The Words We Live By: Your Annotated Guide to the Constitution
- Book Reviews,
by Linda R. Monk

The Words We Live By: Your Annotated Guide to the Constitution

FROM THE PUBLISHER

The United States Constitution is the basis for our most fundamental rights as Americans and has been a key element in nearly every major legal and political debate ever argued. But how many of us actually understand the language used by our Founding Fathers? In The Words We Live By, Linda R. Monk, an award-winning author and journalist, offers insight, legal expertise, surprising facts, little-known information, alternate interpretations, and historical anecdotes that breathe meaning into this provocative and hallowed document.

FROM THE CRITICS

Publishers Weekly

The U.S. Constitution gets a comprehensive overview in this engaging blend of history and commentary.

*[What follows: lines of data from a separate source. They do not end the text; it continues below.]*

PR #2213, opened 2025-03-06
Fixing query logic & order of operations for automated AnnData DE jobs (SCP-5946)

bistline:
#### BACKGROUND & CHANGES
This update addresses two corner cases when processing differential expression jobs from AnnData files:

1. The query to find the associated matrix file (i.e. the AnnData file) can fail if the `ExpressionFileInfo` document is not properly initialized.  There was only one recorded instance of this, so it is unclear if there is a related bug or this is simply user error, but it causes `DifferentialExpressionResult` objects to not properly save, even though the output files successfully generated.  Jobs will continually retry on this file every time a qualifying ingest event checks if the study is eligible for DE.  Now, instead of directly querying on that nested document, the convenience method `study_file.is_raw_counts_file?` is used as this is more robust across different file types.  Also, the filename query was updated to only reference `upload_file_name` as this value is always set, regardless of how the file was uploaded.

2. If raw counts data is extracted after the initial file upload by the user or an admin specifying via the upload wizard, automated downstream DE jobs do not properly launch because the check for eligibility happens before the file is updated to indicate it had raw counts data extracted.  Now, the order of these operations is switched and DE eligibility is checked last.

#### MANUAL TESTING
To test the fix for the file query issue:
1. Open a Rails console session and find an AnnData file that has raw counts data:
```
study_file = StudyFile.where(file_type: 'AnnData').detect(&:is_raw_counts_file?)
```
2. Make a copy of the `ExpressionFileInfo` document and then remove it from the source file
```
exp_info = study_file.expression_file_info
study_file.update(expression_file_info: nil)
=> true                                               
```
3. Confirm the file still registers as a raw counts file even without the nested document:
```
study_file.reload
study_file.expression_file_info
=> nil
study_file.is_raw_counts_file?
=> true
```
4. Restore the file to its original state:
```
study_file.update(expression_file_info_attributes: exp_info.attributes)
=> true
study_file.expression_file_info
=> #<ExpressionFileInfo _id: 67bddff294ec8f57097e0cd5, ...
```
To test the DE job launch issue:
1. Find a DE result where the source file was AnnData:
```
result = DifferentialExpressionResult.where(is_author_de: false).detect { |r| r.matrix_file && r.matrix_file.is_viz_anndata? }
```
2. Remove the extract raw count cell names and delete the DE reults:
```
study = study_file.study
query = { name: "h5ad_frag.matrix.raw.mtx.gz Cells", cluster_name: filename, array_type: 'cells', linear_data_type: 'Study', linear_data_id: study.id, study_file_id: study_file.id, cluster_group_id: nil, subsample_annotation: nil, subsample_threshold: nil }
DataArray.where(query).delete_all
=> # will return info on documents processed, likely only 1
result.destroy
=> true
```
3. Load the same study in the upload wizard, and click `Save` on the expression tab form.  This should launch a job to re-extract the raw counts info in `development.log`:
```
Request object sent to Google Batch API, excluding 'environment' parameters:
---
:task:
  :commands:
  - python
  - ingest_pipeline.py
  - "--study-id"
  - 67bddf8394ec8f57097e0cc5
  - "--study-file-id"
  - 67bddfd89b706436d767c635
  - "--user-metrics-uuid"
  - e20680f6-bcfb-4d37-b66a-be2c9c7c5ebd
  - ingest_anndata
  - "--ingest-anndata"
  - "--anndata-file"
  - gs://fc-cb8ee4bd-e427-4ef5-803d-b3a0e3a6fc8c/compliant_liver.h5ad
  - "--extract"
  - '["raw_counts"]'
```
4. Once this job completes, confirm that you see automated DE jobs launching in `development.log` (there should be at least one, but it will depend on eligible annotations/clusters in this study):
```
IngestJob poller: projects/broad-singlecellportal-bistlin/locations/us-central1/jobs/job-2502cbed-cbbb-4b3d-b2d2-47544d1e9fb2 is done!
IngestJob poller: projects/broad-singlecellportal-bistlin/locations/us-central1/jobs/job-2502cbed-cbbb-4b3d-b2d2-47544d1e9fb2 status: SUCCEEDED
SCP168 is eligible for differential expression, launching available jobs
SCP168 has annotations eligible for DE; validating inputs
Checking DE job for SCP168: umap (author_cell_type--group--study)
==> DE job for SCP168: umap (author_cell_type--group--study) successfully launched
Checking DE job for SCP168: umap (cell_type__ontology_label--group--study)
==> DE job for SCP168: umap (cell_type__ontology_label--group--study) successfully launched
SCP168 yielded 2 differential expression jobs; 0 skipped
```

### DIFF
--- a/app/models/ingest_job.rb
+++ b/app/models/ingest_job.rb
@@ -514,9 +514,9 @@ class IngestJob
     when :image_pipeline
       set_has_image_cache
     when :ingest_anndata
+      set_anndata_file_info
       launch_anndata_subparse_jobs if study_file.is_viz_anndata?
       launch_differential_expression_jobs if study_file.is_viz_anndata?
-      set_anndata_file_info
     end
     set_study_initialized
   end
@@ -741,10 +741,10 @@ class IngestJob
     Rails.logger.info "Creating differential expression result object for annotation: #{annotation_identifier}"
     cluster = ClusterGroup.find_by(study_id: study.id, study_file_id: study_file.id, name: params_object.cluster_name)
     matrix_url = params_object.matrix_file_path
-    matrix_filename = matrix_url.split("gs://#{study.bucket_id}/").last
-    matrix_file = StudyFile.where(study: study, 'expression_file_info.is_raw_counts' => true).any_of(
-      { upload_file_name: matrix_filename }, { remote_location: matrix_filename }
-    ).first
+    bucket_path = matrix_url.split("gs://#{study.bucket_id}/").last
+    matrix_file = StudyFile.where(
+      study:, :upload_file_name.in => [bucket_path, bucket_path.split('/').last]
+    ).detect(&:is_raw_counts_file?)
     de_result = DifferentialExpressionResult.find_or_initialize_by(
       study: study, cluster_group: cluster, cluster_name: cluster.name,
       annotation_name: params_object.annotation_name, annotation_scope: params_object.annotation_scope,


eweitz (approved):

jlchang (approved):
Functional review: manual tests worked as described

Monk, author of The Bill of Rights: A User's Guide, traces the history and consequences of each part of this vital document in a line-by-line analysis of the original seven articles and the 27 amendments. Drawing on the writings of constitutional scholars, Supreme Court Justices and concerned citizens like Charlton Heston, playwright Arthur Miller and rock star Ted Nugent, she also gives even-handed but lively accounts of the debates over such Constitutional controversies as the right to bear arms, the right to privacy, church-state separation and capital punishment. The portrait of the Constitution that emerges is a mixture of the sublime and the ridiculous. Some parts, like the Civil War amendments that defined citizenship and equality in granting them to African-Americans, are terse milestones in our evolving understanding of freedom, while elsewhere the Constitution seems like a scratch-pad for ill-considered ideas like the hastily repealed Prohibition Amendment. Monk avoids comparisons with other countries' charters that might have illuminated the Constitution's idiosyncrasies, and skirts deeper critiques, like Daniel Lazare's argument that the Constitution's overall structure of states' rights, separation of powers and checks and balances hobbles rather than effectuates the will of the people. Still, this is a fine introduction to Constitutional history for a general readership laid out rather like a good social studies textbook. Illus. (Feb.) Copyright 2003 Cahners Business Information.

KLIATT - Pat Moore

Law school graduate and ABA prize winner Linda Monk has produced an amazingly informative and entertaining handbook on the Constitution. Here the reader will find first the complete text of the Constitution; secondly, a phrase-by-phrase explanation of the intention and history of the document complete with vocabulary in the side margin; and thirdly, inset pictures and quotations across more than 200 years of reaction and commentary ranging from Benjamin Franklin to Charlton Heston, from John Marshall to Sandra Day O'Connor, from Herblock to Boondocks. Here too is a history of the court cases which, since the beginning, have shaped our interpretation of the Constitution, each considered in the context of the article to which it relates. The page layout is excellent. Altogether, a useful reference work that could also be a text. KLIATT Codes: JSA*—Exceptional book, recommended for junior and senior high school students, advanced students, and adults. 2003, Hyperion, 288p. notes. bibliog. index., Ages 12 to adult.